---------- MATERIAL SUPPLIED ----------
PR #160, opened 2018-12-09
Decode Rust tx into Trezor

vantuz-subhuman:
## Rationale

Trezor implements only some primitive input-selection, and does not implement fee and change calculation at all. To mitigate this problem there was implemented a hack: we first called Rust to estimate a fee for a transaction, and then called Trezor to construct a transaction with this fee/change values we got from Rust.

The problem is that after calling Rust we **only** was reading the estimated fee from the response, and then asking Trezor to use the same fee, but supplying it the whole set of available inputs, so it would select them by itself. And coin-selection strategies differ between Rust and Trezor, so Trezor sometimes selects completely different set of inputs, but tries to use the same fee/change value, and it does not match.

## Quick abstract

When calling Rust to estimate a fee - it performs full-blown coin-selection and produces fake witnesses, to calculate the accurate fee value. Instead of just reading the fee, and throwing away all the other data - we will parse the resulting transaction and use the same sets of inputs and outputs directly in Trezor.

This way the logic is most natural and straightforward:
1. Call Rust to create am unsigned transaction
2. Translate this transaction into the Trezor format
3. Call Trezor to sign it

## New dependencies

Had to add new dependency:
```
"cbor": "4.1.3"
```

This library is used to decode the Rust txs.

## Full list of changes

1. Introduced new type `adaTypes.js/AdaFeeEstimateResponse` and used as return from `adaNewTransactions.js/getAdaTransactionFee` instead of `AdaTransactionFee`. The new type includes the fee, but also contains a decoded **unsigned** Rust transactions with full inputs (instead of pointers) and outputs.

2. Implemented function `utils.js/decodeRustTx` that takes a tx-construction response from Rust and returns fully parsed `CardanoCrypto.js/CryptoTransaction` (with pointers as inputs)

3. In `CardanoCrypto.js` - extracted type `UnsignedTransaction` from `CryptoTransaction` type, and added new type `UnsignedTransactionExt`, which is completely like `UnsignedTransaction`, but with full `TxInput` instead of `TxInputPtr`. (Also exported a lot of types, to be able to import them in other modules.)

4. Implemented `adaNewTransactions.js/decodeRustTxWithInputs` that takes a Rust response and a list of used inputs and produces, calls to `utils.js/decodeRustTx` to parse the Rust response, and then uses the parsed transactions and the provided list of inputs to produce an `UnsignedTransactionExt` (with full inputs, instead of pointers).

5. Reworked `trezorNewTransactions.js/createTrezorSignTxData` so it takes only a single argument of type `UnsignedTransactionExt` and uses all the data from it to construct a Trezor tx. This way we get in Trezor fully analogous transaction as in Rust.

6. Reworked functions `_transformToTrezorInputs` and `_generateTrezorOutputs` in `trezorNewTransactions.js`, so they use only sets of `TxInput` or `TxOutput`, received from the parsed Rust transaction. Also replaced `txsBodiesForUTXOs` with `txsBodiesForInputs`, because information from provided inputs is enough to query tx bodies.

7.  Reworked `ada/index.js/createTrezorSignTxData` so it processes new response type from `getAdaTransactionFee` and also passes only the parsed tx into `createTrezorSignTxData` and processes its new return type.

8. Fixed the return type in `ada/lib/yoroi-backend-api.js/getTxsBodiesForUTXOs`


app/api/ada/lib/utils.js
```diff
@@ -53,3 +61,40 @@ const _getTxCondition = (state: string): AdaTransactionCondition => {
   if (state === 'Pending') return 'CPtxApplying';
   return 'CPtxWontApply';
 };
+
+export function decodeRustTx(resp: SpendResponse): CryptoTransaction {
```
nicarq: if we only use `cbor_encoded_tx` I would make that the input of the function

flow/declarations/CardanoCrypto.js
```diff
@@ -162,16 +162,25 @@ declare type CryptoAccount = {
...
     witnesses: Array<TxWitness>
   }
 }
 
+export type UnsignedTransaction = {
+  inputs: Array<TxInputPtr>,
+  outputs: Array<TxOutput>
+}
+
+export type UnsignedTransactionExt = {
```
nicarq: Ext stands for extended?

app/api/ada/hardware-wallet/trezorNewTransactions.js
```diff
@@ -31,55 +31,50 @@ import {
 import type { CreateTrezorSignTxDataResponse } from '../index.js';
 import type {
   TrezorInput,
-  TrezorOutput
+  TrezorOutput, TrezorSignTxPayload
```
nicarq: could u move this one to the next line plz :D

nicarq:
aweome!! thanks Rus :D :D :D

app/api/ada/lib/utils.js
vantuz-subhuman: I wanted to do it too, but then input type would be `Array<number>` which looks kinda weird 😟 I will check if I can maybe easily add a new type alias, like `RawRustTxBody`, or something like that 🤔

flow/declarations/CardanoCrypto.js
vantuz-subhuman: Yes, and I will gladly take any ыsuggestions for this one :) 

Generally we have two types of representing a Tx:
1. `UnsignedTransaction` - just like a tx sent over the network looks, with input-pointers
2. "Extended" `UnsignedTransaction` - for internal use, just like the normal one, but with full inputs

And later we might have to have the same distinction for signed txs:
1. `CryptoTransaction` - full tx with witnesses that includes `UnsignedTransaction` (with input-pointers)
2. "Extended" `CryptoTransaction` - all the same, but includes "Extended" `UnsignedTransaction` with full inputs.

app/api/ada/lib/utils.js
vantuz-subhuman: Added new type alias `RustRawTxBody`: https://github.com/Emurgo/yoroi-frontend/pull/160/commits/0767e6d8b5c73452c9715d27b4ceebc5ae8c076b

vantuz-subhuman:
I have got successful Trezor tx construction logged (from this line: https://github.com/Emurgo/yoroi-frontend/pull/160/files#diff-d497615176f2e8955fcb2f9dc2cf40e6R316):

image

But then actual sending of this transaction to Trezor for signing fails, at least on my local mainnet build with Trezor emulator).

vantuz-subhuman:
Yeah, there was a lil error in Trezor tx formatting, now it's working fine:

image

Successfully sent a translated from Rust tx on mainnet.

vantuz-subhuman:
Finished all fixes and tested on local mainnet build, ready for review and merge @nicarq, @sarveshwar-singh

flow/declarations/CardanoCrypto.js
nicarq: The extended naming makes sense! the part that I’m not completely sold is using an abbreviation for it. Even if it’s long I would use the full naming :-/

app/api/ada/lib/utils.js
nicarq: oh good idea

flow/declarations/CardanoCrypto.js
vantuz-subhuman: Makes sense, but it's already merged now ☹️ Will try to refactor it in some later PR )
----------
_WHAT YOU WILL DO_:
Filter the records above and copy every line that contains the word "like".

_TASK RESPONSE_:
3. In `CardanoCrypto.js` - extracted type `UnsignedTransaction` from `CryptoTransaction` type, and added new type `UnsignedTransactionExt`, which is completely like `UnsignedTransaction`, but with full `TxInput` instead of `TxInputPtr`. (Also exported a lot of types, to be able to import them in other modules.)
vantuz-subhuman: I wanted to do it too, but then input type would be `Array<number>` which looks kinda weird 😟 I will check if I can maybe easily add a new type alias, like `RawRustTxBody`, or something like that 🤔
1. `UnsignedTransaction` - just like a tx sent over the network looks, with input-pointers
2. "Extended" `UnsignedTransaction` - for internal use, just like the normal one, but with full inputs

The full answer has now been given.